Indireto pelo direto

Até agora, o grande problema da maioria das tentativas de atribuir sangue quente aos cinodontes é que elas dependiam de pistas indiretas. "Algumas pessoas falavam da postura reta de certas espécies, o que indicaria uma locomoção mais ágil" e, portanto, um metabolismo mais rápido que a alimentasse, à maneira dos bichos endotérmicos de hoje, diz Rodrigues. Além disso, certos cinodontes têm, em seu crânio, marcas ósseas da presença de pêlos.

Mas tais traços geralmente estão ligados às vibrissas (os "bigodes" de gatos ou roedores), que são pêlos usados como sensores, e não para manter o corpo aquecido.

A presença de turbinais, por outro lado, é um sinal direto de endotermia. Em bichos vivos, as cristas estão cobertas de tecido destinado a regular as trocas de calor e umidade entre o ar e o organismo. O ar inalado é aquecido e umedecido ali antes de ir para os pulmões, enquanto o ar que sai perde calor e água nos turbinais.

Algumas análises cranianas de cinodontes já haviam indicado a presença de cristas antes, mas com pouca comparação entre as várias espécies do grupo. Rodrigues e seus colegas investigaram uma boa variedade de espécies sul-americanas. Elas vão desde o Massetnogathus, um herbívoro de uns 50 cm que viveu no Triássico Médio (entre 245 e 230 milhões de anos), passando pelo também comedor de plantas Exaeretodon, que podia chegar a 90 kg e viveu no Triássico Superior (há uns 210 milhões de anos), e chegando aos pequenos carnívoros Brasilitherium e Brasilodon, do tamanho de roedores.

As cristas (que aparentemente ainda estavam começando a se tornar ósseas) foram achadas em todos os bichos, mas Rodrigues considera que esse não foi o dado mais importante.

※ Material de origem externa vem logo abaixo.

PR #519, opened 2019-06-11
Telemetry

heidijinxujia:
[In progress] updating the description and proposal now... 
common_telemetry_flow_example (1)

- Telemetry class
- TelemetryConfiguration class -> move the initialization into into PCAconfiguration.
- TelemetryContext class
- Properties class 
- Telemetry Dispatcher
- helpers methods into StringUtils class

Events:
1. BaseEvent
2.ApiStartEvent
3. ApiEndEvent
4. CacheStartEvent
5. CacheEndEvent
6. HttpStartEvent
7. HttpEndEvent
8. UiStartEvent
9. UiEndEvent

Observers
1. interface
2. aggregated observer (for MATS)
3. default observer

Rules
1. TelemetryPiiOiiRules
2.  TelemetryAggregatredRules

TODO:
- code review
- unit tests
- integration tests
- plug in the events into the calls.


common/src/main/java/com/microsoft/identity/common/internal/telemetry/Telemetry.java
```diff
@@ -0,0 +1,283 @@
...
+
+        public Builder() {
+        }
+
+        public Builder withContext(final Context context) {
+            if (context == null) {
+                throw new IllegalArgumentException("Context must not be null.");
+            }
+            if (!hasPermission(context, Manifest.permission.INTERNET)) {
+                throw new IllegalArgumentException("INTERNET permission is required.");
```
shoatman: Why is this permission required for Telemetry?

common/src/main/java/com/microsoft/identity/common/internal/telemetry/Telemetry.java
```diff
@@ -0,0 +1,283 @@
...
+            if (mContext == null) {
+                throw new IllegalArgumentException("Application context must not be null.");
+            }
+
+            mTelemetryContext = TelemetryContext.create(mContext);
+
+            try {
+                String packageName = context.getPackageName();
+                int flags = context.getPackageManager().getApplicationInfo(packageName, 0).flags;
+                mIsDebugging = (flags & ApplicationInfo.FLAG_DEBUGGABLE) != 0;
```
shoatman: Now I understand how this intended to work.  Thanks!

common/src/main/java/com/microsoft/identity/common/internal/telemetry/events/ApiStartEvent.java
```diff
@@ -0,0 +1,204 @@
...
+        this.put(TELEMETRY_KEY_APPLICATION_VERSION, parameters.getApplicationVersion());
+        this.put(TELEMETRY_KEY_SDK_NAME, parameters.getSdkType().name());
+        this.put(TELEMETRY_KEY_SDK_VERSION, parameters.getSdkVersion());
+        this.put(TELEMETRY_KEY_CLAIM_REQUEST, StringUtil.isEmpty(
+                parameters.getClaimsRequestJson())? TELEMETRY_VALUE_NO : TELEMETRY_VALUE_YES
+        );
+        this.put(TELEMETRY_KEY_REDIRECT_URI, parameters.getRedirectUri());
+        this.put(TELEMETRY_KEY_CLIENT_ID, parameters.getClientId());
+        this.put(TELEMETRY_KEY_SCOPE_SIZE, String.valueOf(parameters.getScopes().size()));
+        this.put(TELEMETRY_KEY_SCOPE, parameters.getScopes().toString());
```
shoatman: Do these properties align with what iOS is planning to emit?

common/src/main/java/com/microsoft/identity/common/internal/telemetry/events/CacheStartEvent.java
```diff
@@ -0,0 +1,57 @@
...
+        put(TELEMETRY_KEY_IS_FRT, String.valueOf(isMrrt));
+        return this;
+    }
+    public CacheStartEvent isRt(final boolean isRt) {
+        put(TELEMETRY_KEY_IS_FRT, String.valueOf(isRt));
+        return this;
+    }
+
+    public CacheStartEvent putWipeApp(final boolean appWiped) {
+        put(TELEMETRY_KEY_WIPE_APP, String.valueOf(appWiped));
```
shoatman: What is this event?  Is this clear entire cache?

common/src/main/java/com/microsoft/identity/common/internal/telemetry/events/HttpStartEvent.java
```diff
@@ -0,0 +1,79 @@
...
+        this.put(TELEMETRY_KEY_HTTP_ERROR_DOMAIN, errorDomain);
+        return this;
+    }
+
+    public HttpStartEvent isNetworkConnected(boolean isConnected) {
+        this.put(TELEMETRY_KEY_NETWORK_CONNECTION, String.valueOf(isConnected));
+        return this;
+    }
+
+    public HttpStartEvent isPowerOptimizationOn(boolean isDozed) {
```
shoatman: Nice.

common/src/main/java/com/microsoft/identity/common/internal/telemetry/rules/TelemetryPiiOiiRules.java
```diff
@@ -0,0 +1,105 @@
...
+import com.microsoft.identity.common.internal.telemetry.TelemetryEventStrings;
+import com.microsoft.identity.common.internal.util.StringUtil;
+
+import java.util.Arrays;
+import java.util.HashSet;
+import java.util.Set;
+
+import static com.microsoft.identity.common.internal.telemetry.TelemetryEventStrings.*;
+
+final public class TelemetryPiiOiiRules {
```
rpdome: Would you mind adding a comment here describing what PII and OII stand for?

common/src/main/java/com/microsoft/identity/common/internal/telemetry/rules/TelemetryPiiOiiRules.java
```diff
@@ -0,0 +1,105 @@
...
+            TELEMETRY_KEY_APPLICATION_VERSION
+    };
+
+    private TelemetryPiiOiiRules() {
+        piiPropertiesSet = new HashSet<>(Arrays.asList(piiArray));
+        oiiPropertiesSet = new HashSet<>(Arrays.asList(oiiArray));
+    }
+
+    public static TelemetryPiiOiiRules getInstance() {
+        if (sInstance == null) {
```
rpdome: This might need to be made synchronized.

common/src/main/java/com/microsoft/identity/common/internal/telemetry/rules/TelemetryAggregationRules.java
```diff
@@ -0,0 +1,47 @@
...
+    private Set<String> aggregatedPropertiesSet;
+
+    final private String aggregatedArray[] = { };
+
+    private TelemetryAggregationRules() {
+        aggregatedPropertiesSet = new HashSet<>(Arrays.asList(aggregatedArray));
+    }
+
+    public TelemetryAggregationRules getInstance() {
+        if (sInstance == null) {
```
rpdome: Should this be synchronized?

common/src/main/java/com/microsoft/identity/common/internal/telemetry/Telemetry.java
```diff
@@ -0,0 +1,283 @@
...
+        if (null == mObservers) {
+            mObservers = new LinkedList<>();
+        }
+
+        mObservers.add(observer);
+    }
+
+    public synchronized void removeObserver(final ITelemetryObserver observer) {
+        if (null == observer || null == mObservers) {
+            return;
```
rpdome: nit: add logging point?

common/src/main/java/com/microsoft/identity/common/internal/telemetry/Telemetry.java
```diff
@@ -0,0 +1,283 @@
...
+
+    private Map<String, String> applyPiiOiiRule(final Map<String, String> properties) {
+        if (mDefaultConfiguration.isPiiEnabled()) {
+            Logger.warn(TAG, "Telemetry PII/OII is enabled by the developer.");
+            return properties;
+        }
+
+        final Map<String, String> nonPiiProperties = new HashMap<>();
+        for (Map.Entry<String, String> entry : properties.entrySet()) {
+            if (!TelemetryPiiOiiRules.getInstance().isPiiOrOii(entry.getKey())) {
```
rpdome: Do these 'rules' need to be a singleton? Do we plan to use it somewhere else?

common/src/main/java/com/microsoft/identity/common/internal/telemetry/Telemetry.java
```diff
@@ -0,0 +1,283 @@
...
+            }
+        }
+        return singleton;
+    }
+
+    /**
+     * This is for getting instance of Telemetry
+     **/
+    public static Telemetry getInstance() {
+        return singleton;
```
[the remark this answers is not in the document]
rpdome: I agree with Shane, but I personally couldn't think of a way to resolve potential race condition cleanly either.

Maybe we could have default value of the singleton to be an object with 'mIsTelemetryEnabled = false'?

Meaning that until it's properly initialized (which may takes time), if somehow some flow tries to log telemetry event, it wouldn't be recorded.

common/src/main/java/com/microsoft/identity/common/internal/telemetry/Telemetry.java
```diff
@@ -0,0 +1,283 @@
...
+
+            mTelemetryContext = TelemetryContext.create(mContext);
+
+            try {
+                String packageName = context.getPackageName();
+                int flags = context.getPackageManager().getApplicationInfo(packageName, 0).flags;
+                mIsDebugging = (flags & ApplicationInfo.FLAG_DEBUGGABLE) != 0;
+            } catch (final PackageManager.NameNotFoundException exception) {
+                Logger.warn(TAG, "The application is not found from PackageManager.");
+                mIsDebugging = true;
```
rpdome: In which scenario would this happen? Can this happen in prod? Why are we setting debugging = true in this case?

common/src/main/java/com/microsoft/identity/common/internal/telemetry/TelemetryConfiguration.java
```diff
@@ -0,0 +1,111 @@
...
+    /**
+     * Field names used for serialization by Gson.
+     */
+    public static final class SerializedNames {
+        public static final String PII_ENABLED = "pii_enabled";
+        public static final String NOTIFY_ON_FAILTURE_ONLY = "notify_on_failure_only";
+        public static final String DEBUG_ENABLED = "debug_enabled";
+    }
+
+
```
rpdome: nit: extra line.

common/src/main/java/com/microsoft/identity/common/internal/telemetry/TelemetryContext.java
```diff
@@ -0,0 +1,112 @@
...
+    TelemetryContext(ConcurrentHashMap<String, String> delegate) {
+        super(delegate);
+    }
+
+    /**
+     * Create a new {@link TelemetryContext} instance filled in with information from the given {@link
+     * Context}. The {@link Telemetry} client can be called from anywhere, so the returned instances
+     * is thread safe.
+     */
+    static synchronized TelemetryContext create(final Context context) {
```
rpdome: Just curious. Why does this need to be synchronized?

common/src/main/java/com/microsoft/identity/common/internal/telemetry/events/ApiStartEvent.java
```diff
@@ -0,0 +1,204 @@
...
+public class ApiStartEvent extends BaseEvent {
+    private static final String TAG = ApiStartEvent.class.getSimpleName();
+
+    public ApiStartEvent() {
+        super();
+        names(TELEMETRY_EVENT_API_EVENT_START);
+    }
+
+    public ApiStartEvent putProperties(OperationParameters parameters) {
+        this.put(TELEMETRY_KEY_AUTHORITY, parameters.getAuthority().toString());
```
rpdome: I'd personally wrap everything with try-cache, and log if there's any exception. (Mainly to cache unexpected nullpointerException or casting exception). My stance is that telemetry error shouldn't crash the app.

common/src/main/java/com/microsoft/identity/common/internal/telemetry/events/HttpEndEvent.java
```diff
@@ -0,0 +1,43 @@
...
+
+    public HttpEndEvent() {
+        super();
+        names(TELEMETRY_EVENT_HTTP_REQUEST_END);
+    }
+
+    public HttpEndEvent putResponse(final HttpResponse httpResponse) {
+        put(TELEMETRY_KEY_HTTP_RESPONSE_CODE, String.valueOf(httpResponse.getStatusCode()));
+        //TODO discuss what kind of telemetry need to be refined from response body and header.
+        return this;
```
rpdome: FYI, the interrupt flow could contain a PRT as part of the request header.

common/src/main/java/com/microsoft/identity/common/internal/telemetry/TelemetryContext.java
```diff
@@ -0,0 +1,112 @@
...
+    }
+
+    void putDevice() {
+        put(DEVICE_MANUFACTURER_KEY, Build.MANUFACTURER);
+        put(DEVICE_MODEL_KEY, Build.MODEL);
+        put(DEVICE_NAME_KEY, Build.DEVICE);
+    }
+
+    void putLibrary() {
+        put(LIBRARY_NAME_KEY, "common-android");
```
kreedula: Can we declare a constant for this "common-android"

common/src/main/java/com/microsoft/identity/common/internal/telemetry/TelemetryContext.java
```diff
@@ -0,0 +1,112 @@
...
+        super(delegate);
+    }
+
+    /**
+     * Create a new {@link TelemetryContext} instance filled in with information from the given {@link
+     * Context}. The {@link Telemetry} client can be called from anywhere, so the returned instances
+     * is thread safe.
+     */
+    static synchronized TelemetryContext create(final Context context) {
+        TelemetryContext telemetryContext = new TelemetryContext(new ConcurrentHashMap<String, String>());
```
kreedula: Nit : final

common/src/main/java/com/microsoft/identity/common/internal/telemetry/TelemetryContext.java
```diff
@@ -0,0 +1,112 @@
...
+    private static final String DEVICE_ID_KEY = "device_id";
+    // Library
+    private static final String LIBRARY_NAME_KEY = "library_name";
+    private static final String LIBRARY_VERSION_KEY = "library_version";
+    // OS
+    private static final String OS_NAME_KEY = "os_name";
+    private static final String OS_VERSION_KEY = "os_version";
+    private static final String TIMEZONE_KEY = "timezone";
+
+    TelemetryContext(ConcurrentHashMap<String, String> delegate) {
```
kreedula: Nit : final, annotations

common/src/main/java/com/microsoft/identity/common/internal/telemetry/TelemetryEventStrings.java
```diff
@@ -0,0 +1,169 @@
...
+    public static final String TELEMETRY_EVENT_API_EVENT_START = "api_start_event";
+    public static final String TELEMETRY_EVENT_API_EVENT_END = "api_end_event";
+
+    public static final String TELEMETRY_EVENT_CACHE_EVENT_START = "cache_start_event";
+    public static final String TELEMETRY_EVENT_CACHE_EVENT_END = "cache_end_event";
+
+    public static final String TELEMETRY_EVENT_UI_EVENT_START = "ui_start_event";
+    public static final String TELEMETRY_EVENT_UI_EVENT_END = "ui_end_event";
+
+    public static final String TELEMETRY_EVENT_HTTP_REQUEST_START = "http_start_event";
```
kreedula: can these be changed to match the constants name for consistency ?  like "http_start_event" - > "http_request_start_event"

Feedback applies for the constants below

common/src/main/java/com/microsoft/identity/common/internal/telemetry/events/ApiEndEvent.java
```diff
@@ -0,0 +1,73 @@
...
+
+public class ApiEndEvent extends BaseEvent {
+    private static final String TAG = ApiStartEvent.class.getSimpleName();
+
+    public ApiEndEvent() {
+        super();
+        names(TELEMETRY_EVENT_API_EVENT_END);
+    }
+
+    public ApiEndEvent putResult(@NonNull final AcquireTokenResult result) {
```
kreedula: Shouldn't this be `public ApiEndEvent putResult(@NonNull final ILocalAuthenticationResult result) {`

Beacuse if `result.getSucceeded()` we parse Auth and Token response in `ApiDispatcher` and create a `BaseException` . From there we can call `putException` method.

Otherwise here we just add ` put(TELEMETRY_KEY_IS_SUCCESSFUL, result.getSucceeded().toString());` and nothing else if `getLocalAuthenticationResult` is null

common/src/main/java/com/microsoft/identity/common/internal/telemetry/events/ApiStartEvent.java
```diff
@@ -0,0 +1,204 @@
...
+        if (parameters instanceof AcquireTokenOperationParameters) {
+            this.put(
+                    TELEMETRY_KEY_USER_AGENT,
+                    ((AcquireTokenOperationParameters) parameters).getAuthorizationAgent().name()
+            );
+            this.put(TELEMETRY_KEY_LOGIN_HINT,
+                    ((AcquireTokenOperationParameters) parameters).getLoginHint()
+            );
+            this.put(TELEMETRY_KEY_REQUEST_QUERY_PARAMS,
+                    String.valueOf(((AcquireTokenOperationParameters) parameters).getExtraQueryStringParameters().size())
```
kreedula: This can throw a null pointer if extraQP are not set right?

common/src/main/java/com/microsoft/identity/common/internal/telemetry/events/BaseEvent.java
```diff
@@ -0,0 +1,79 @@
...
+package com.microsoft.identity.common.internal.telemetry.events;
+
+import android.support.annotation.NonNull;
+import android.support.annotation.Nullable;
+
+import com.microsoft.identity.common.internal.logging.DiagnosticContext;
+import com.microsoft.identity.common.internal.telemetry.Properties;
+
+public class BaseEvent extends Properties {
+    public static final String OCCUR_TIME = "start_time";
```
kreedula: rename constant to `START_TIME`

common/src/main/java/com/microsoft/identity/common/internal/telemetry/events/BaseEvent.java
```diff
@@ -0,0 +1,79 @@
...
+        return this;
+    }
+
+    /**
+     * Put the event occurring time into the properties map.
+     *
+     * @param eventStartTime Long of the event start time. If null, then put the current time as the start time.
+     * @return the event object
+     */
+    public BaseEvent occurs(@Nullable Long eventStartTime) {
```
kreedula: Can we rename to `startEvent` may be ?

common/src/main/java/com/microsoft/identity/common/internal/telemetry/rules/TelemetryAggregationRules.java
```diff
@@ -0,0 +1,47 @@
...
+// THE SOFTWARE.
+package com.microsoft.identity.common.internal.telemetry.rules;
+
+import java.util.Arrays;
+import java.util.HashSet;
+import java.util.Set;
+
+//TODO Place holder
+public class TelemetryAggregationRules {
+    private TelemetryAggregationRules sInstance;
```
kreedula: Is this supposed to be singleton ? if yes , this needs to `static` and instantiated in `synchronized` block below

common/src/main/java/com/microsoft/identity/common/internal/telemetry/rules/TelemetryPiiOiiRules.java
```diff
@@ -0,0 +1,105 @@
...
+        }
+
+        return sInstance;
+    }
+
+    /**
+     * @param propertyName String of propertyName {@link TelemetryEventStrings}
+     * @return true if the property belongs to Personally identifiable information. False otherwise.
+     */
+    public boolean isPii (final String propertyName) {
```
Om83: nit: Oii and Pii should use capital I because they are abbreviation. So it should be PII and OII

common/src/main/java/com/microsoft/identity/common/internal/telemetry/rules/TelemetryAggregationRules.java
```diff
@@ -0,0 +1,47 @@
...
+// LIABILITY, WHETHER IN AN ACTION OF CONTRACT, TORT OR OTHERWISE, ARISING FROM,
+// OUT OF OR IN CONNECTION WITH THE SOFTWARE OR THE USE OR OTHER DEALINGS IN
+// THE SOFTWARE.
+package com.microsoft.identity.common.internal.telemetry.rules;
+
+import java.util.Arrays;
+import java.util.HashSet;
+import java.util.Set;
+
+//TODO Place holder
```
Om83: This is placeholder for what?

common/src/main/java/com/microsoft/identity/common/internal/telemetry/events/CacheStartEvent.java
```diff
@@ -0,0 +1,57 @@
...
+    public CacheStartEvent isMrrt(final boolean isMrrt) {
+        put(TELEMETRY_KEY_IS_FRT, String.valueOf(isMrrt));
+        return this;
+    }
+    public CacheStartEvent isRt(final boolean isRt) {
+        put(TELEMETRY_KEY_IS_FRT, String.valueOf(isRt));
+        return this;
+    }
+
+    public CacheStartEvent putWipeApp(final boolean appWiped) {
```
Om83: Name of the method is not very clear, please rename to reflect what is happening.

common/src/main/java/com/microsoft/identity/common/internal/telemetry/events/CacheEndEvent.java
```diff
@@ -0,0 +1,59 @@
...
+        put(TELEMETRY_KEY_MRRT_STATUS, mrrtStatus);
+        return this;
+    }
+
+    public CacheEndEvent putFrtStatus(final String frtStatus) {
+        put(TELEMETRY_KEY_FRT_STATUS, frtStatus);
+        return this;
+    }
+
+    public CacheEndEvent putSpeInfo(final String speInfo) {
```
Om83: Sorry what is SPE? Add comments?

Om83:
@heidijinxujia , I see you have Unit Tests and Integrations tests in the todo list. Given that it is a big PR we need to make sure that we test the changes before merging in the dev. What's your plan?

common/src/main/java/com/microsoft/identity/common/internal/telemetry/Telemetry.java
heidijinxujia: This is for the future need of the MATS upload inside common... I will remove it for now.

Além dos turbinais, a razão entre a ponta do focinho e o resto do osso nasal é um indicativo importante da endotermia de um bicho. É só com um bom espaço na cavidade nasal que os turbinais funcionam.

Ora, ao comparar estatisticamente os dados dos cinodontes com os dos mamíferos modernos, os pesquisadores gaúchos descobriram que a razão entre a ponta e o resto do focinho entre os fósseis e os animais modernos era igual. "O que a gente pôde comprovar é que desde o início eles seguem um padrão bem mamaliano", conta Rodrigues.

Isso pode significar que a capacidade de manter o calor corporal apareceu relativamente cedo e rápido na linhagem dos cinodontes. Os dados também sugerem que algumas das hipóteses para explicar o traço provavelmente não valem: a postura mais ereta dos membros, por exemplo, parece não ter nada a ver com a história, já que cinodontes de andar "espalhado", como o de um crocodilo, também seriam endotérmicos.

Outros pesquisadores chegaram a ligar a endotermia à diminuição de tamanho que se vê nos cinodontes --bichos muito pequenos perdem calor muito rápido e, portanto, seria interessante criar mecanismos para retê-lo. Mas o grandalhão Exaeretodon parece ser tão endotérmico quanto seus primos nanicos.